Now take a look blue.tf

Here you'll find the configuration to deploy 2 AWS instances that start web servers, which return the text Version 1.0 - #${count.index}This represents the sample application's first version.

This file defines the blue load balancer target group and attaches the blue instances to it using 'aws_lb_target_group_attachment'

resource "aws_instance" "blue" {
  count = var.enable_blue_env ? var.blue_instance_count : 0

  ami                    = data.aws_ami.amazon_linux.id
  instance_type          = "t2.micro"
  subnet_id              = module.vpc.public_subnets[count.index % length(module.vpc.public_subnets)]
  vpc_security_group_ids = [module.app_security_group.this_security_group_id]
  user_data = templatefile("${path.module}/init-script.sh", {
    file_content = "version 1.0 - #${count.index}"
  })

  tags = {
    Name = "version-1.0-${count.index}"
  }
}

resource "aws_lb_target_group" "blue" {
  name     = "blue-tg-${random_pet.app.id}-lb"
  port     = 80
  protocol = "HTTP"
  vpc_id   = module.vpc.vpc_id

  health_check {
    port     = 80
    protocol = "HTTP"
    timeout  = 5
    interval = 10
  }
}

resource "aws_lb_target_group_attachment" "blue" {
  count            = length(aws_instance.blue)
  target_group_arn = aws_lb_target_group.blue.arn
  target_id        = aws_instance.blue[count.index].id
  port             = 80
}

Initialize and apply terraform configuration

terraform init

 

Apply the terraform configuration

Plan and Apply configuration, confirm application with a yes

terraform plan
terraform apply – yes

 

Verify blue environment

Verify that your blue environment was deployed successfully by visiting the load balancer's DNS name in your browser or cURLing it from your terminal.

for i in `seq 1 5`; do curl $(terraform output -raw lb_dns_name); done

Notice that the load balancer is routing traffic evenly to both VMs in the blue environment.

 

Adding Green Deployment Environment

So far we have successfully setup the Blue Deployment Environment and tested it as well.

Now let us create our Green deployment Environment.

Will with creating a .tf file called green.tf and paste in the configuration for the sample application's version 1.1

Note*: We are releasing a new version of our Application.

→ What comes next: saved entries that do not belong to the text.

PR #52, opened 2025-04-23
test: 🧪 Initial Relay Work

timbrinded:
Small changes to help progress us closer to relayer support


test/utils/docker.ts
```diff
@@ -123,3 +123,5 @@ export const getPublicPort = async (
   invariant(portMappings, `❌ port mapping not found for ${containerName}:${internalPort}`);
   return portMappings.PublicPort;
 };
+
+export const startRelayer = async () => {};
```
ffarall: Does it make sense for this to be here?

operator/node/src/chain_spec.rs
```diff
@@ -41,7 +41,7 @@ pub fn local_chain_spec() -> Result<ChainSpec, String> {
         None,
     )
     .with_name("Local Testnet")
-    .with_id("local_testnet")
+    .with_id("local")
```
ffarall, line 44: Why?

timbrinded: To that it fulfils the match arm here:
https://github.com/Moonsong-Labs/datahaven/blob/165736aeeecdb5427cbf2641868f38009e9db4f0/operator/node/src/command.rs#L43

test/utils/docker.ts
timbrinded: was placeholder for later but yeah lets kill it

PR #58, opened 2025-04-30
test: 🧙 Generate Type Bindings for Contracts

timbrinded:
## Summary
This PR adds statically typed bindings for contracts. This allows you to write E2E tests with full completions in TS.

## Additions

- `ts-build.yml` New CI, this will make sure that if there's changes made to the contracts that the contract-bindings are up to date.
- `package.json` script changes
  - `start:e2e:ci` - Designed to be run with all options specified since CIs are famously bad with iteractive CLI prompts
  - `test:e2e` - added timeout
  - `generate:wagmi` - This generates the smart contract bindings for our tests
- New Function Helpers:
  - `generateRandomAccount()` Returns a viem account type object for a random account. Useful for tests where you want idempotency on a long lived network since the state is probabilistically fresh
  - `getContractInstance()` Returns a viem contract instance that allows you to read/write to the deployed contract. You should get full type inference here for the methods available and parameters required.

### Example

```ts
 it("avs() can be read from contract instance", async () => {
    const value = await instance.read.avs();
    expect(isAddress(value), "AVS getter should return an address").toBeTrue();
  });
```

### DIFF
--- a/test/cli/handlers/launch/launchedNetwork.ts
+++ b/test/cli/handlers/launch/launchedNetwork.ts
@@ -4,7 +4,7 @@ import { logger } from "utils";
 
 export class LaunchedNetwork {
   protected runId: string;
-  protected processes: Bun.Subprocess[];
+  protected processes: Bun.Subprocess<"inherit" | "pipe" | "ignore", number, number>[];
   protected fileDescriptors: number[];
   protected DHNodes: { id: string; port: number }[];
 
@@ -33,7 +33,7 @@ export class LaunchedNetwork {
     this.fileDescriptors.push(fd);
   }
 
-  addProcess(process: Bun.Subprocess) {
+  addProcess(process: Bun.Subprocess<"inherit" | "pipe" | "ignore", number, number>) {
     this.processes.push(process);
   }
 


test/utils/contracts.ts
```diff
@@ -0,0 +1,152 @@
...
+  type Client,
+  createClient,
+  getContract,
+  isAddress
+} from "viem";
+import { http, createConfig } from "wagmi";
+import { mainnet, sepolia } from "wagmi/chains";
+import { z } from "zod";
+import { logger } from "./logger";
+import { type ViemClientInterface, createChainConfig, createDefaultClient } from "./viem";
```
ffarall: A bunch of imports here are never used. Is this on purpose?

test/utils/contracts.ts
```diff
@@ -0,0 +1,152 @@
...
+  AVSDirectory: generated.avsDirectoryAbi,
+  EigenPodManager: generated.eigenPodManagerAbi,
+  EigenPodBeacon: generated.eigenPodAbi,
+  RewardsCoordinator: generated.rewardsCoordinatorAbi,
+  AllocationManager: generated.allocationManagerAbi,
+  PermissionController: generated.permissionControllerAbi,
+  ETHPOSDeposit: generated.iethposDepositAbi,
+  BaseStrategyImplementation: generated.strategyBaseTvlLimitsAbi,
+  network: generated.beefyClientAbi, // placeholder
+  DeployedStrategies: generated.beefyClientAbi // placeholder
```
ffarall: What is `network` supposed to be a placeholder for?

test/package.json
```diff
@@ -8,16 +8,18 @@
     "fmt": "biome check .",
     "fmt:fix": "biome check --write .",
     "build:docker:relayer": "bun -e \"import build  from './scripts/snowbridge-relayer.ts'; build()\"",
+    "generate:wagmi": "wagmi generate",
```
ffarall, line 11: Do you think it's worth adding running this step to the test docs?

timbrinded: done

test/utils/contracts.ts
timbrinded: removed

test/utils/contracts.ts
timbrinded: was being lazy, this got dragged in since it's part of the `anvil.json` file, but have just omitted the key now.

PR #509, opened 2024-01-29
Remove strictly positive size of blocks in free semantics

josuemoreau:
The condition `Ptrofs.unsigned sz > 0` in the semantics of `free` makes it difficult to prove that a program cannot block when calling `free`. So, this commit removes it, at the expense of a slightly more complicated proof that `free` is a proper external function.


xavierleroy:
Thanks for this proposal.  It will take a while before I can review it in depth, but it sounds interesting.

xavierleroy:
I could finally review, and I like the idea very much. Thanks!  I just manually merged this PR, with a slightly simpler proof of the injection diagram in Events.v (commit e1ea590).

The Blue had 1.0 version of the application. with Green we are relasing version 1.1

green.tf

resource "aws_instance" "green" {
  count = var.enable_green_env ? var.green_instance_count : 0

  ami                    = data.aws_ami.amazon_linux.id
  instance_type          = "t2.micro"
  subnet_id              = module.vpc.public_subnets[count.index % length(module.vpc.public_subnets)]
  vpc_security_group_ids = [module.app_security_group.this_security_group_id]
  user_data = templatefile("${path.module}/init-script.sh", {
    file_content = "version 1.1 - #${count.index}"
  })

  tags = {
    Name = "green-${count.index}"
  }
}

resource "aws_lb_target_group" "green" {
  name     = "green-tg-${random_pet.app.id}-lb"
  port     = 80
  protocol = "HTTP"
  vpc_id   = module.vpc.vpc_id

  health_check {
    port     = 80
    protocol = "HTTP"
    timeout  = 5
    interval = 10
  }
}

resource "aws_lb_target_group_attachment" "green" {
  count            = length(aws_instance.green)
  target_group_arn = aws_lb_target_group.green.arn
  target_id        = aws_instance.green[count.index].id
  port             = 80
}

this configuration is similar to the blue application, except that the web servers return green #${count.index}

 

Update variables.tf to support Green deployment

Now go back and Add the following variables to variables.tf

variable "enable_green_env" {
  description = "Enable green environment"
  type        = bool
  default     = true
}

variable "green_instance_count" {
  description = "Number of instances in green environment"
  type        = number
  default     = 2
}

 

Apply the Green deployment with Terraform

Apply these Green changes using terraform apply

terraform apply

You can validate that even though you deployed your green environment, the load balancer is currently not routing traffic to it.

 

Verify Green environment

Verify that your Green environment was deployed successfully by visiting the load balancer's DNS name in your browser or cURLing it from your terminal.

for i in `seq 1 5`; do curl $(terraform output -raw lb_dns_name); done

But you might see the traffic is still going to Blue.

To control the Blue to Green transition and phased Canary roll out, we have to make some more modification

 

Terraform Traffic Distribution Map

We are going to add a controller variable that takes care of setting the traffic percentage between blue and green.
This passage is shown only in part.